Community in Nigeria

The Brasstown Sign

Twon-Brass, previously known simply as Brass or Brasstown, is a Nembe speaking community on Brass Island in the Nun River estuary of Southern Bayelsa State, Nigeria, in the Brass Local Government Area. Twon Brass was found in the year, 1895
The traditional ruler is King Alfred Diete-Spiff, Amanayabo of Twon-Brass,
The town is on the east shore of the Brass River, one of the branches of the Nun River, which in turn is a branch of the Niger River.

Brass began as a mining village of the Nembe people. In the early 19th-century it was an important location in the slave trade.

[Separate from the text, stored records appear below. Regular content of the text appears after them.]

PR #1719, opened 2020-01-02
Fix an assertion on extent head state with dss.

interwq:
Caught by the CI in https://github.com/jemalloc/jemalloc/pull/1717. The tests pass after rebasing on top of this.

### DIFF
--- a/src/ehooks.c
+++ b/src/ehooks.c
@@ -221,7 +221,8 @@ ehooks_no_merge_heads(tsdn_t *tsdn, void *addr_a, bool head_a, void *addr_b,
 		assert(!ehooks_same_sn(tsdn, addr_a, addr_b));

At one time the town was the main port of the Nembe Kingdom, called by one historian "the Venice of the Niger Delta", and was dominant in the palm oil trade of the region. When the Royal Niger Company became an increasingly strong rival in the trade, the town's economy was severely damaged.
In January 1895 the Nembe king William Koko led a dawn attack of more than a thousand warriors on the company's headquarters at Akassa, which triggered a retaliatory raid that destroyed the kingdom's inland capital of Nembe.
The British already had a consulate in Twon-Brass, from which after the fall of Koko they administered the area.

In the mid-20th century it was the base of several fisheries and a center for the shipping of palm products. It was also a location for the shipment of rubber.

There are plans for a multibillion-dollar gas facility on Brass Island.
Agip Oil Company and Nigeria Liquefied Natural Gas operate terminals in the town.
In February 2009 gunmen in two speedboats attacked troops guarding the Agip oil terminal, but were repelled.
The Movement for the Emancipation of the Niger Delta (MEND) had threatened to target Italian companies since Italy had apparently offered to supply two attack boats to the Nigerian military.

Tourist attractions include beautiful Atlantic Ocean beaches, the graves of British soldiers who died in the Nembe-British fighting of 1895 and the old consulate buildings, which were in use till the end of the colonial period in 1960.